### EXERCISE GOAL
In the records below, the line with "- **Backward compatible**" opens the range and the line with "3. **Phase 3**" closes it; print that range exactly and nothing else.

[Records from a data source]
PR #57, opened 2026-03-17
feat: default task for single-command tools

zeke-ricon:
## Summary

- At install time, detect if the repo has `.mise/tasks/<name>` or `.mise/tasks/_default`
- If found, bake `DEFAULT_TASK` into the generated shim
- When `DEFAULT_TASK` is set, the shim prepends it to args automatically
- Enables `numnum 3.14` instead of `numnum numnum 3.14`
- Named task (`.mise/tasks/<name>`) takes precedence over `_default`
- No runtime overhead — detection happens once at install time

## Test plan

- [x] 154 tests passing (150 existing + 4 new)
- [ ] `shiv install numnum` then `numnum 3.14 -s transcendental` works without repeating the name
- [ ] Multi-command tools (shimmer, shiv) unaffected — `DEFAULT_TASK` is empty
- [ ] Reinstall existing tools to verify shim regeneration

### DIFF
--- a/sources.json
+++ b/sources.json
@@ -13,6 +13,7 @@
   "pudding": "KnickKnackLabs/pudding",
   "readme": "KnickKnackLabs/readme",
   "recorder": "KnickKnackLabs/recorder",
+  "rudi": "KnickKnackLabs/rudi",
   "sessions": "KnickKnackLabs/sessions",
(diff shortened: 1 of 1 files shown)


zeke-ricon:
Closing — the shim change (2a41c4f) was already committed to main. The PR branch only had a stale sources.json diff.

...

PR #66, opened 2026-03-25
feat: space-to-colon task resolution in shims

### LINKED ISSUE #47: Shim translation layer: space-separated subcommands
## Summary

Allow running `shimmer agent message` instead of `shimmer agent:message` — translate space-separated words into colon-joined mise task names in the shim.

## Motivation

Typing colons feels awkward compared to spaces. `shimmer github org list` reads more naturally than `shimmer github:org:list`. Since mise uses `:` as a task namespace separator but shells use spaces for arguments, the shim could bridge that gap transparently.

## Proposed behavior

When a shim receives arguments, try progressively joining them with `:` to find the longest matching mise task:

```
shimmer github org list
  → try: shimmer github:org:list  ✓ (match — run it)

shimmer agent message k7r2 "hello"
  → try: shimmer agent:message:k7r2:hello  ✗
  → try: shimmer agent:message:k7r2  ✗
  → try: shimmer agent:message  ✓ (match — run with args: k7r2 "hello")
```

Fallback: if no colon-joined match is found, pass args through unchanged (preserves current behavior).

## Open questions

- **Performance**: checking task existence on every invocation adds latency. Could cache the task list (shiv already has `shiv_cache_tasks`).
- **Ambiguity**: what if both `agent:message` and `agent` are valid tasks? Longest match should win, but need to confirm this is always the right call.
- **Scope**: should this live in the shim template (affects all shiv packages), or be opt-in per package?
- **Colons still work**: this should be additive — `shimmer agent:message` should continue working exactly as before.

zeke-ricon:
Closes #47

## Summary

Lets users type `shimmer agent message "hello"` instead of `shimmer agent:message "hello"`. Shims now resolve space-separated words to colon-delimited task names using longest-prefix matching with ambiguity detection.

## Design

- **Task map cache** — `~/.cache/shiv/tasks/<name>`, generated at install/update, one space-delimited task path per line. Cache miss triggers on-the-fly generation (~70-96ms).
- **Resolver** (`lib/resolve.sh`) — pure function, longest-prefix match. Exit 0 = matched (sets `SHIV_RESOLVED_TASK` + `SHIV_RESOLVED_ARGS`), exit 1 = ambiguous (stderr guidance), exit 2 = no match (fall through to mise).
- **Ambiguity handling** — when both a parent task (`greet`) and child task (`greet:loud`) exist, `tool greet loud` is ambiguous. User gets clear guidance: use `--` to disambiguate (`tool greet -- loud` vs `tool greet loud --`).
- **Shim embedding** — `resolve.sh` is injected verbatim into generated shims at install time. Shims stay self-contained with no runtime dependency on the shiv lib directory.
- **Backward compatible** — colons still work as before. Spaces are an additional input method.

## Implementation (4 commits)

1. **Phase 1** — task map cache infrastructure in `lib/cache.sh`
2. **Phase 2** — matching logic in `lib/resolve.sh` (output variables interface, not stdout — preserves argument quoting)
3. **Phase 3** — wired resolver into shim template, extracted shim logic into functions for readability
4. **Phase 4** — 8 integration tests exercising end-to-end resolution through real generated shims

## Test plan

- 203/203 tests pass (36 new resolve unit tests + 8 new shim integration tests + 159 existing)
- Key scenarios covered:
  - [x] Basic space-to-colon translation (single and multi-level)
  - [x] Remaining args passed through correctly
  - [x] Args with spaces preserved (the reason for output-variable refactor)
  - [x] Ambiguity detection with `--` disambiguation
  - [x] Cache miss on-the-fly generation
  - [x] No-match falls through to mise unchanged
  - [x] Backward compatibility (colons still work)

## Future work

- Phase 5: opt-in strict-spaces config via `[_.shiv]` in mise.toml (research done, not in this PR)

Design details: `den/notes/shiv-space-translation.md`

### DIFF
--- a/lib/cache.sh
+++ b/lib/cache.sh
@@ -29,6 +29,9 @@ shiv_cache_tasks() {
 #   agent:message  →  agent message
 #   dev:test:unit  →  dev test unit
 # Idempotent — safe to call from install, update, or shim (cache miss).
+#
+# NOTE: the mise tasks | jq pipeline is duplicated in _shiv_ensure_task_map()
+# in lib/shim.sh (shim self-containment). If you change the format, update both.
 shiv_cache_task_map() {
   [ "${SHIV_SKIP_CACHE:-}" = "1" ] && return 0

==

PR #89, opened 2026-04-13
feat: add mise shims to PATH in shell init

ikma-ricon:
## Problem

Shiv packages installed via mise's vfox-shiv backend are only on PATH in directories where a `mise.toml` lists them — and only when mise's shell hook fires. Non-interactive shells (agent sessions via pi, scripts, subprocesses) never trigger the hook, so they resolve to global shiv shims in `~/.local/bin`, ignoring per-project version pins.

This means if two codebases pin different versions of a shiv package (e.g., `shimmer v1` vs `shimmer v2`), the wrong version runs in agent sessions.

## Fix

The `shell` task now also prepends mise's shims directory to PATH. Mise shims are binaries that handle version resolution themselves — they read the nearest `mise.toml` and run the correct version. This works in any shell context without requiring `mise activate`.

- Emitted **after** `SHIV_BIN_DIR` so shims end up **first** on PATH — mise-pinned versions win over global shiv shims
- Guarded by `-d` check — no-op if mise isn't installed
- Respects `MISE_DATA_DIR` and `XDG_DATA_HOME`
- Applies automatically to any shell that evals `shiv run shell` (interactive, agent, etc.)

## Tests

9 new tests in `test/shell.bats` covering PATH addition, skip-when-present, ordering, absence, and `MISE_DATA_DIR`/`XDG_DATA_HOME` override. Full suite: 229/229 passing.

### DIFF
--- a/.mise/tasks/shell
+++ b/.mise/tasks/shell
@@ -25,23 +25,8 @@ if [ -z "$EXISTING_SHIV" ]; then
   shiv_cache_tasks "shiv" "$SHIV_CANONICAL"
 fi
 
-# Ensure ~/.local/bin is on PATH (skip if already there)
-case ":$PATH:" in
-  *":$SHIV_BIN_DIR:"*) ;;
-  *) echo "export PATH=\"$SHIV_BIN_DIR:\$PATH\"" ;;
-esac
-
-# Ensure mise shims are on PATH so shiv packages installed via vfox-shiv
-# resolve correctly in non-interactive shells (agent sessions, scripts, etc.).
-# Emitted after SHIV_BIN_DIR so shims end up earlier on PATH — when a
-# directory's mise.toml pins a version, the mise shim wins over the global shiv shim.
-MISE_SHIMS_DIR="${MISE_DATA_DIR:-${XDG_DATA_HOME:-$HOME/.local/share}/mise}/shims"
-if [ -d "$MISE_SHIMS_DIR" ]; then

### ANSWER
- **Backward compatible** — colons still work as before. Spaces are an additional input method.

## Implementation (4 commits)

1. **Phase 1** — task map cache infrastructure in `lib/cache.sh`
2. **Phase 2** — matching logic in `lib/resolve.sh` (output variables interface, not stdout — preserves argument quoting)
3. **Phase 3** — wired resolver into shim template, extracted shim logic into functions for readability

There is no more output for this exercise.